··· Source records
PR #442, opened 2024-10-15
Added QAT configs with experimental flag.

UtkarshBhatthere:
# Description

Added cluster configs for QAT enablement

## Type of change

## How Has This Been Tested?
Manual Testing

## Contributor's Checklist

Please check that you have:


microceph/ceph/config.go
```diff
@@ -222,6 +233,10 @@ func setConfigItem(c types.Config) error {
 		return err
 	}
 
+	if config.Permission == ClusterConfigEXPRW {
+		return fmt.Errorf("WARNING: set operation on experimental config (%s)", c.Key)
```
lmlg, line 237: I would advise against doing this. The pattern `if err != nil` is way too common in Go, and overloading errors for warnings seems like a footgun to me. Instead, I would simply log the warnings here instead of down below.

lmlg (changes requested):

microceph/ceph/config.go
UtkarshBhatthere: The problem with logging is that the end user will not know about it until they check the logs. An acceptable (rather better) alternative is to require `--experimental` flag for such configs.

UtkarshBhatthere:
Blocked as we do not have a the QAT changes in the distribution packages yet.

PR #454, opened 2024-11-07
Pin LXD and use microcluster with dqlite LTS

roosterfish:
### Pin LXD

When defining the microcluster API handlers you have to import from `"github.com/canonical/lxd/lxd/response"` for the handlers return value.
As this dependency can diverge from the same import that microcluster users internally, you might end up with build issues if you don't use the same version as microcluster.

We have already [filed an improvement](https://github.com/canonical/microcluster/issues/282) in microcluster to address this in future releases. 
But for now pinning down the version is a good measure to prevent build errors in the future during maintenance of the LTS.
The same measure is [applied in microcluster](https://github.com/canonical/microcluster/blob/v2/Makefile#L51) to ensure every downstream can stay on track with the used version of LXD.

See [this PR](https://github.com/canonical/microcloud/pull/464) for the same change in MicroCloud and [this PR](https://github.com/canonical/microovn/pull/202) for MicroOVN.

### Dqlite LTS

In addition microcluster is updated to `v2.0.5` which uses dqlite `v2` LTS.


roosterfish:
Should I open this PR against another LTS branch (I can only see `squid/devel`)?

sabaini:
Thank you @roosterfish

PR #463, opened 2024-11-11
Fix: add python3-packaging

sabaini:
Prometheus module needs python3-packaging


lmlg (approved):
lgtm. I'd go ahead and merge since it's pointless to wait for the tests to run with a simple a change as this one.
······
Could you retype exactly the lines above, starting at the line that contains "PR #454, opened 2024-11-07" and ending at the line that contains "Should I open", and nothing more?

PR #454, opened 2024-11-07
Pin LXD and use microcluster with dqlite LTS

roosterfish:
### Pin LXD

When defining the microcluster API handlers you have to import from `"github.com/canonical/lxd/lxd/response"` for the handlers return value.
As this dependency can diverge from the same import that microcluster users internally, you might end up with build issues if you don't use the same version as microcluster.

We have already [filed an improvement](https://github.com/canonical/microcluster/issues/282) in microcluster to address this in future releases. 
But for now pinning down the version is a good measure to prevent build errors in the future during maintenance of the LTS.
The same measure is [applied in microcluster](https://github.com/canonical/microcluster/blob/v2/Makefile#L51) to ensure every downstream can stay on track with the used version of LXD.

See [this PR](https://github.com/canonical/microcloud/pull/464) for the same change in MicroCloud and [this PR](https://github.com/canonical/microovn/pull/202) for MicroOVN.

### Dqlite LTS

In addition microcluster is updated to `v2.0.5` which uses dqlite `v2` LTS.


roosterfish:
Should I open this PR against another LTS branch (I can only see `squid/devel`)?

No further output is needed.